Stored entries
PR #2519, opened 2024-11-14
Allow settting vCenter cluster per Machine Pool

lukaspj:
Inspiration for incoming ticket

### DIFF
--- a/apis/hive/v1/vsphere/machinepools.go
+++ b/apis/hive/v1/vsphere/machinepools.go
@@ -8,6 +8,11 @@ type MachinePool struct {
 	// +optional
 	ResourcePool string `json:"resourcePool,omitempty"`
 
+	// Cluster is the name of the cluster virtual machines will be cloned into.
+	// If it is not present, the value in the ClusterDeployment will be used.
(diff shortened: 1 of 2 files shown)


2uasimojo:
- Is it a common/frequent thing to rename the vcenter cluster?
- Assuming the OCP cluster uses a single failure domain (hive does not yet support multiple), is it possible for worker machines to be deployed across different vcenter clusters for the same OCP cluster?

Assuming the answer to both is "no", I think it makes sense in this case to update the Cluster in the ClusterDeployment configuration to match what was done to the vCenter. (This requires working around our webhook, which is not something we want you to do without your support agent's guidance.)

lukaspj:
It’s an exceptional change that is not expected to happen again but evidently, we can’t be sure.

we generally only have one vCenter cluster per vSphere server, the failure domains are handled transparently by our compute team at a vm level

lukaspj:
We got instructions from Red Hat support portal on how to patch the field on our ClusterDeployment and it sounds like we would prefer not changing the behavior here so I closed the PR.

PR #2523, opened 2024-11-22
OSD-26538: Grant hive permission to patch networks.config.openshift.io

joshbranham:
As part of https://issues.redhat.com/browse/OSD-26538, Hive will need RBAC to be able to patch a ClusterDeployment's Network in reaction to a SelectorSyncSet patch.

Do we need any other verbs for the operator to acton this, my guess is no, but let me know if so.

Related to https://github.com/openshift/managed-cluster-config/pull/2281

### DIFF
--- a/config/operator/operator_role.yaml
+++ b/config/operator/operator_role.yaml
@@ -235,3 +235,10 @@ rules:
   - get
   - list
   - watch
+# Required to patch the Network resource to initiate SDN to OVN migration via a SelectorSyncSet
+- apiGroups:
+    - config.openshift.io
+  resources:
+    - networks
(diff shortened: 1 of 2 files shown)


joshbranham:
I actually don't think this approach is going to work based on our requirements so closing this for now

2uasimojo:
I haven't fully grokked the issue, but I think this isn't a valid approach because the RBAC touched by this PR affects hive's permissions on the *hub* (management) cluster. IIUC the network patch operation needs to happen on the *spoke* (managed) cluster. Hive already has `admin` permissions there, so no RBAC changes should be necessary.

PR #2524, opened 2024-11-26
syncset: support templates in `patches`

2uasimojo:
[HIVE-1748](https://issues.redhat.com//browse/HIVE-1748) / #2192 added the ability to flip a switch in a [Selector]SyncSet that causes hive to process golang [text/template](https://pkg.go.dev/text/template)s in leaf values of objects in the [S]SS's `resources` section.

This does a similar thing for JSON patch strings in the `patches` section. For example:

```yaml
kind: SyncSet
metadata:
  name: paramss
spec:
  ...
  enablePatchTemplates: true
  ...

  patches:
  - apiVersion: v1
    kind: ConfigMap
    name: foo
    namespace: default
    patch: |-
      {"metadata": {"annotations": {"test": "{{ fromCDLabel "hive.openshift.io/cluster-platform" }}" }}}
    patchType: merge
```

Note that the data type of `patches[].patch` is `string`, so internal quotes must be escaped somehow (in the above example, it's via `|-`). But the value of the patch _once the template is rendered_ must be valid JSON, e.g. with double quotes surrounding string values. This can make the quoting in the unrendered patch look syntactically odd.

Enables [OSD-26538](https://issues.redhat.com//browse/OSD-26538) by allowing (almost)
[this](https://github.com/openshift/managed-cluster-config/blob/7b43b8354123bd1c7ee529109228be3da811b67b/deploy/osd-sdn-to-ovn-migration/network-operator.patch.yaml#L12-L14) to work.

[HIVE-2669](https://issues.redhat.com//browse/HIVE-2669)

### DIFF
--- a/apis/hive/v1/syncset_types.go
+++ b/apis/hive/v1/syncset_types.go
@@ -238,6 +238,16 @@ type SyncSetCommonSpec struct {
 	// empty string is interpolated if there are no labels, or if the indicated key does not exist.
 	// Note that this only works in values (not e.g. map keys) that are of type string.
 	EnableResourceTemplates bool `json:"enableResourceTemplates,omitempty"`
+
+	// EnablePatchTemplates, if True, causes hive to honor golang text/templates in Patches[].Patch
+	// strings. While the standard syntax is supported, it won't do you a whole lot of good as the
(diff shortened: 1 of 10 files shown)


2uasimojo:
...
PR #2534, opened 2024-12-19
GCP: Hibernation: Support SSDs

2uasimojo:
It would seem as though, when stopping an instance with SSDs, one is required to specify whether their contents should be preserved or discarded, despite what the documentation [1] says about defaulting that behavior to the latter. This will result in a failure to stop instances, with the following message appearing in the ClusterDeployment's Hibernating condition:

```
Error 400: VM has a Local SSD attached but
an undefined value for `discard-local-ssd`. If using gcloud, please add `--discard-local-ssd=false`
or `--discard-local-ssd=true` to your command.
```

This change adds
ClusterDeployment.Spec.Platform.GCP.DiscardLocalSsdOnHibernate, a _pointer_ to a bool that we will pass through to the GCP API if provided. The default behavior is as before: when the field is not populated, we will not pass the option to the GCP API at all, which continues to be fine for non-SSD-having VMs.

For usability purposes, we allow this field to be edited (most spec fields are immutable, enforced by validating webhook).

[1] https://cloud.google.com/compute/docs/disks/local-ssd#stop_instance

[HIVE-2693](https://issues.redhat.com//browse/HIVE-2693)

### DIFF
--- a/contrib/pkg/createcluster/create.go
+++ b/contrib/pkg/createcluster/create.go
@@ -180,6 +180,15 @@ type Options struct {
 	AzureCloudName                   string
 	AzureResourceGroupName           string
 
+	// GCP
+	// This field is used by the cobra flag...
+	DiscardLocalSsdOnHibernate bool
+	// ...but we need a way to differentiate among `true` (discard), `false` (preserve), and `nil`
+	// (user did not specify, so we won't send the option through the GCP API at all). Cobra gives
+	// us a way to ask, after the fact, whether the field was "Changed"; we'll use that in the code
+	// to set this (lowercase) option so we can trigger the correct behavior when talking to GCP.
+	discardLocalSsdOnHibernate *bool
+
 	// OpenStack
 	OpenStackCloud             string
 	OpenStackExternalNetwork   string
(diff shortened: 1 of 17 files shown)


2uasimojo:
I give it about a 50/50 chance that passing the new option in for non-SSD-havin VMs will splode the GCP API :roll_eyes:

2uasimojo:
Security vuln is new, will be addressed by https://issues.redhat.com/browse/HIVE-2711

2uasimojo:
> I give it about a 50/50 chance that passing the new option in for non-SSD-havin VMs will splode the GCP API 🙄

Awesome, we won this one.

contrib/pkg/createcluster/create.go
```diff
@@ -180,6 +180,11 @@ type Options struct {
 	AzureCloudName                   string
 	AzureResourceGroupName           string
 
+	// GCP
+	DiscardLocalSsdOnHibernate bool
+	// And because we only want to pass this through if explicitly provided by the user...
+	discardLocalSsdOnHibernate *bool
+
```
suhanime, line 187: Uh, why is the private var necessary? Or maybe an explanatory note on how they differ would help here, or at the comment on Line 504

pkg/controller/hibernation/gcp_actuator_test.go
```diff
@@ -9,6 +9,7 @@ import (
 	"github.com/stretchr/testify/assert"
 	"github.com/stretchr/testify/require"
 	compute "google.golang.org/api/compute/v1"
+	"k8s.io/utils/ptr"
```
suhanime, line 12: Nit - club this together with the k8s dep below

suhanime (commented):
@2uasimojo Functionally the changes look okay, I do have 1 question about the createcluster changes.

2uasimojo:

→ Action item:
Select all lines with the word "behavior" from the entries above.

→ Answer:
We got instructions from Red Hat support portal on how to patch the field on our ClusterDeployment and it sounds like we would prefer not changing the behavior here so I closed the PR.
It would seem as though, when stopping an instance with SSDs, one is required to specify whether their contents should be preserved or discarded, despite what the documentation [1] says about defaulting that behavior to the latter. This will result in a failure to stop instances, with the following message appearing in the ClusterDeployment's Hibernating condition:
ClusterDeployment.Spec.Platform.GCP.DiscardLocalSsdOnHibernate, a _pointer_ to a bool that we will pass through to the GCP API if provided. The default behavior is as before: when the field is not populated, we will not pass the option to the GCP API at all, which continues to be fine for non-SSD-having VMs.
+	// to set this (lowercase) option so we can trigger the correct behavior when talking to GCP.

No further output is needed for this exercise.